Machine learning (finding features that have high mutual information with labels)
Neuroscience (measuring how much information neurons share)
Genetics (finding correlations between genes and traits)

Building Intuition

Key concepts to internalize:

Information = surprise — Likely events carry little information; unlikely events carry lots

Entropy = average information — How much you learn on average from a source

Redundancy = predictability — Lower entropy means more predictable, less surprising

Why Shannon’s Framework Is Brilliant

Before Shannon, “information” was vague. Data, facts, knowledge, news — all mixed together.

Shannon’s theory:

Made information quantifiable (measured in bits)
Made it substrate-independent (doesn’t matter if it’s ink, electricity, or DNA)
Gave us fundamental limits (compression limits, channel capacity)
Connected to physics (thermodynamic entropy)

This enabled the digital age. Every text message, every video stream, every computer chip — designed using Shannon’s theory.

Real-World Applications

Data compression (ZIP, JPEG, MP3 — all based on entropy coding)
Error correction (CDs, QR codes, deep space communication)
Cryptography (measuring security in bits of entropy)
Machine learning (cross-entropy loss, mutual information)
Genetics (measuring information content in DNA)
Neuroscience (neural coding, information transfer in brain)

The Beautiful Paradox

Here’s what gets me: information is substrate-independent, but physically real.

You can encode the same information in:

Ink on paper
Electrical signals
Magnetic domains on a hard drive
DNA nucleotides
Photons in fiber optics

The information is the same. The medium is irrelevant.

Yet information still has physical consequences. It requires energy. It takes up space. It can’t travel faster than light.

Information seems abstract — just patterns, just meanings. But Shannon showed it's as real and measurable as mass or energy.

In a sense, information might be more fundamental. Matter and energy are information in physical form.

My Takeaway

Information theory changed how I think about communication, uncertainty, and knowledge itself.

Every time I compress a file, I’m bumping up against Shannon’s limit.

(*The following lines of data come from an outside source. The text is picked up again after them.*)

PR #4279, opened 2026-07-21
Revert "[FEATURE] Exposing complete dashboard and plugin CUE schema endpoint"

Nexucis:
Reverts perses/perses#4031

see https://github.com/perses/perses/issues/4272 for more context


Gladorme (approved):

internal/cli/cmd/dac/build/testdata/go/go.mod
```diff
@@ -1,6 +1,6 @@
 module dac
 
-go 1.26.2
+go 1.26.5
```
celian-garcia, line 4: This commit was downgrading go version of tests ? This diff and all til the end looks to not be a revert

celian-garcia (approved):
Ok with an acknowledgement of the owners of this code

internal/cli/cmd/dac/build/testdata/go/go.mod
Nexucis: it is a mixup because the PR is merged into the branch where there is the non-reg migration test to ensure this PR is actually fixing the probleme

Nexucis: so it also includes the commit from Gabriel upgrading the golang version

Nexucis: I have removed the commit from Gabriel to avoid this mixup

PR #4288, opened 2026-07-22
[ignore] ignore upgrade cuelang.org/go in dependabot

Nexucis:


Nexucis:
moving forward to avoid an unfortunate merge with dependabot

PR #4303, opened 2026-07-27
[BUGFIX] Downgrade zitadel/oidc to 3.45.4 to keep support with hydra

celian-garcia:
# Description

zitadel/oidc made some changes betwee 3.45.4 and 3.47.7 that act as a regression for hydra provider. 
https://github.com/perses/perses-operator/pull/431#discussion_r3659275823

I propose to downgrade back to a version that was working for hydra, before trying to upgrade it back later when the 3.47 will be more mature and tested.

# Screenshots

# Checklist

### DIFF
--- a/go.mod
+++ b/go.mod
@@ -43,7 +43,7 @@ require (
 	github.com/spf13/cobra v1.10.2
 	github.com/stretchr/testify v1.11.1
 	github.com/tidwall/gjson v1.19.0
-	github.com/zitadel/oidc/v3 v3.47.7
+	github.com/zitadel/oidc/v3 v3.45.4
 	golang.org/x/crypto v0.54.0
 	golang.org/x/mod v0.38.0
 	golang.org/x/oauth2 v0.36.0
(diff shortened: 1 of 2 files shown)


Nexucis:
mmm is there an issue on OIDC side that is tracking the problem with hydra ? Otherwise we won't be able to upgrade anymore the packages 😟

celian-garcia:
> mmm is there an issue on OIDC side that is tracking the problem with hydra ? Otherwise we won't be able to upgrade anymore the packages 😟

Unfortunately not, we just discovered it and I am not knowledgeable enough on hydra. We need to test their next patch before creating an issue.

The thing is the time is too short on me to make that and I thought it could be better to revert the break before trying to fix.

celian-garcia:
If you want I can create an issue on perses side to follow up and test before creating the issue on zitadel.

Nexucis:
yes that will be nice to have something tracking this issue at least on our side

Nexucis (approved):

PR #4332, opened 2026-08-03
[ENHANCEMENT]: Multi yaml file support for provisioning

### LINKED ISSUE #4341: Support multiple YAML documents in a single provisioning file
Currently, provisioning supports a single YAML object or a list of objects per file. 
It would be useful to also support multiple YAML documents separated by YAML doc markers `---` within the same provisioning file. 

@prakhar29jain

prakhar29jain:
Closes https://github.com/perses/perses/issues/4341

# Description
Support for multi yaml separated with dashlanes (---) .

image

# Screenshots

# Checklist

## UI Changes

### DIFF
--- a/internal/cli/file/file.go
+++ b/internal/cli/file/file.go
@@ -14,6 +14,7 @@
 package file
 
 import (
+	"bytes"
 	"encoding/json"
 	"errors"
 	"fmt"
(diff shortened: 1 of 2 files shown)


internal/cli/file/file.go
```diff
@@ -189,17 +190,59 @@ func (u *unmarshaller) read() error {
...
-		if yamlErr := yaml.Unmarshal(data, &objects); yamlErr != nil {
-			if yamlErr = yaml.Unmarshal(data, &object); yamlErr != nil {
-				return newReadFileErr(yamlErr)
+		decodedObjects, decodeErr := decodeYAMLDocumentsAsObjects(data)
+		if decodeErr != nil {
+			if yamlErr := yaml.Unmarshal(data, &objects); yamlErr != nil {
+				if yamlErr = yaml.Unmarshal(data, &object); yamlErr != nil {
+					return newReadFileErr(yamlErr)
+				}
+				objects = append(objects, object)
```
shahrokni: ## Likely Logic Duplication
It seems `decodeYAMLDocumentsAsObjects` is already covering both following cases
- yaml.Unmarshal(data, &objects);
- yaml.Unmarshal(data, &object);

This means if your function fails, it is not likely that calling Unmarshal(s) give you any valid results. So those attempts are already doomed. 

## Why?
The first and second Unmarshal(s) are trying to fill objects and object respectively, each dealing with different kind of data structure. The first one is an slice of objects and the second one is a single object. This is exactly what your function is trying to do. `Case one` **tries** to find an slice of objects while `Case Two` **tries** to deal with an object. 

```go
// YOUR CODE
		switch doc := document.(type) {
       // Slice of any detection, hopefully objects
		case []any:
			for _, item := range doc {
				obj, ok := item.(map[string]any)
				if !ok {
					return nil, fmt.Errorf("yaml document list contains a non-object item")
				}
				objects = append(objects, obj)
			}
        // Single object detection
		case map[string]any:
			objects = append(objects, doc)
		default:
			return nil, fmt.Errorf("yaml document must be an object or list of objects")
		}
```
So the final conclusion would be if your function can not produce the desired results, then the unmarshal(s) will fail as well. 

## How to avoid this

```go
decodedObjects, decodeErr := decodeYAMLDocumentsAsObjects(data)
		if decodeErr != nil {
          // No need to call the unmarshal(s) just deal with the error
```

internal/cli/file/file.go
```diff
@@ -189,17 +190,59 @@ func (u *unmarshaller) read() error {
...
+				if !ok {
+					return nil, fmt.Errorf("yaml document list contains a non-object item")
+				}
+				objects = append(objects, obj)
+			}
+		case map[string]any:
+			objects = append(objects, doc)
+		default:
+			return nil, fmt.Errorf("yaml document must be an object or list of objects")
+		}
```
shahrokni, line 234: I think the error message is generalized, and could benefit from detailed information.
- What doc caused the issue
- What was the expected types (static message) and  what has been received. 

When dealing with a huge yaml file or many objects, this would help the developers to quickly remedy the issue.

shahrokni (approved):

PR #4339, opened 2026-08-05
[FEATURE] add k8s user impersonation support

jgbernalp:
# Description

Add support for k8s impersonation by checking the `Impersonate-User` header, if present, a SAR is done to check if the user can impersonate and uses the username provided.

# Checklist

### DIFF
--- a/internal/api/authorization/k8s/k8s_test.go
+++ b/internal/api/authorization/k8s/k8s_test.go
@@ -15,6 +15,7 @@ package k8s
 
 import (
 	"context"
+	"errors"
 	"fmt"
 	"net/http"
 	"net/http/httptest"
@@ -22,6 +23,7 @@ import (
 	"testing"
 
 	"github.com/labstack/echo/v4"
+	apiInterface "github.com/perses/perses/internal/api/interface"
 	v1Role "github.com/perses/perses/pkg/model/api/v1/role"
 	"github.com/stretchr/testify/assert"
 	authnv1 "k8s.io/api/authentication/v1"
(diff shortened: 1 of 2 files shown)


internal/api/authorization/k8s/k8s_test.go
```diff
@@ -982,3 +997,170 @@ func TestGetPermissions(t *testing.T) {
...
+		req.Header.Set("Impersonate-User", userZero)
+		rec := httptest.NewRecorder()
+
+		perms, err := mockK8s.GetPermissions(e.NewContext(req, rec))
+		assert.NoError(t, err)
+
+		// user0 has read GlobalDatasource in wildcard and read Dashboard/Datasource/Secret/Variable/EphemeralDashboard/Folder in project0
+		assert.Contains(t, perms, "*")
+		assert.Contains(t, perms, projectZero)
+		assert.NotContains(t, perms, projectOne)
```
PeterYurkovich: These lines don't actually test the users permissions. They should test for equality of the actual permission structure like how the TestGetPermission does. I think it would probably be helpful to extract out the permission definitions from the test into variables if they are going to be reused. While `TestGetUserImpersonation` is fine as a separate test, I think it may be best to combine the `TestHasPermissionWithImpersonation` and `TestGetPermissionsWithImpersonation` with the existing test functions and make use of the request mocking you are doing in the existing tests as well.

internal/api/authorization/k8s/k8s_test.go
```diff
@@ -971,14 +1033,104 @@ func TestGetPermissions(t *testing.T) {
...
+		},
 	}
 	for i := range testSuites {
 		test := testSuites[i]
 		t.Run(test.title, func(t *testing.T) {
 			req.Header.Set("Authorization", fmt.Sprintf("bearer %s-token", test.user))
+			if test.impersonateAs != "" {
+				req.Header.Set("Impersonate-User", test.impersonateAs)
+			} else {
+				req.Header.Del("Impersonate-User")
```
PeterYurkovich: We should probably recreate the request rather than modifying in place if we are needing to do things like delete headers between tests

PeterYurkovich (approved):

Nexucis (approved):

PR #4387, opened 2026-08-27
[BUGFIX] handle semver comparission with plugins that do not include 'v' as version prefix

jgbernalp:
# Description

Plugins that do not include the prefix v in their version will lead to erroneous semver comparison in the backend. This caused the issue that a perses backend running with multiple plugin versions wont load correctly the plugin assets.

# Checklist


celian-garcia (approved):

Nexucis (approved):
oupsi oupsi. I am wondering why this is even working before

PR #4390, opened 2026-08-29
fix: correct 'not knowm' typo in the same_site error message

vaibhav8a:
The error returned for an unrecognised `cookie same_site` value reads `mode not knowm`. Corrects it to `known`.

User-facing error text only, no behaviour change.


Nexucis (approved):
good catch ! Thanks !

PR #4394, opened 2026-08-30
[DOC] Fix typos in troubleshooting doc, client error message and comments

mihhhir08:
Found a few typos while reading through the repo. The troubleshooting doc for plain HTTP datasources quotes the browser error and spells the Prometheus endpoint as guery_range, it should be query_range. In pkg/client/perseshttp/request.go the returned error says "something horrible occured" and everywhere else in the codebase it is spelled occurred, so I made it consistent, and the comment right above it said "append" where it meant "happened". Last one is in internal/api/authorization/authorization.go where a doc comment says "dependant" and "theses decisions". All of these are text only, no logic changed and no test depends on the strings.

### DIFF
--- a/docs/troubleshooting-tls-plain-http-datasource.md
+++ b/docs/troubleshooting-tls-plain-http-datasource.md
@@ -8,7 +8,7 @@ When you try now to create some dashboards you will see a "Load failed" error me
 
 ## Diagnostics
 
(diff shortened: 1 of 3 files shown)


Nexucis (approved):
good catch ! Thanks !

Every time I explain something, I’m trying to maximize information transfer (high surprise for things you don’t know, low redundancy so I’m not wasting bits).

Every time I learn something shocking, I’m experiencing high information content.

The universe is saturated with information — in DNA, in neural firing patterns, in cosmic microwave background radiation, in the text you’re reading right now.

And thanks to Shannon, we can measure it precisely.

That’s beautiful.

Resources: Shannon’s original 1948 paper “A Mathematical Theory of Communication” is surprisingly readable. Also check out “Information Theory, Inference, and Learning Algorithms” by David MacKay (free PDF online).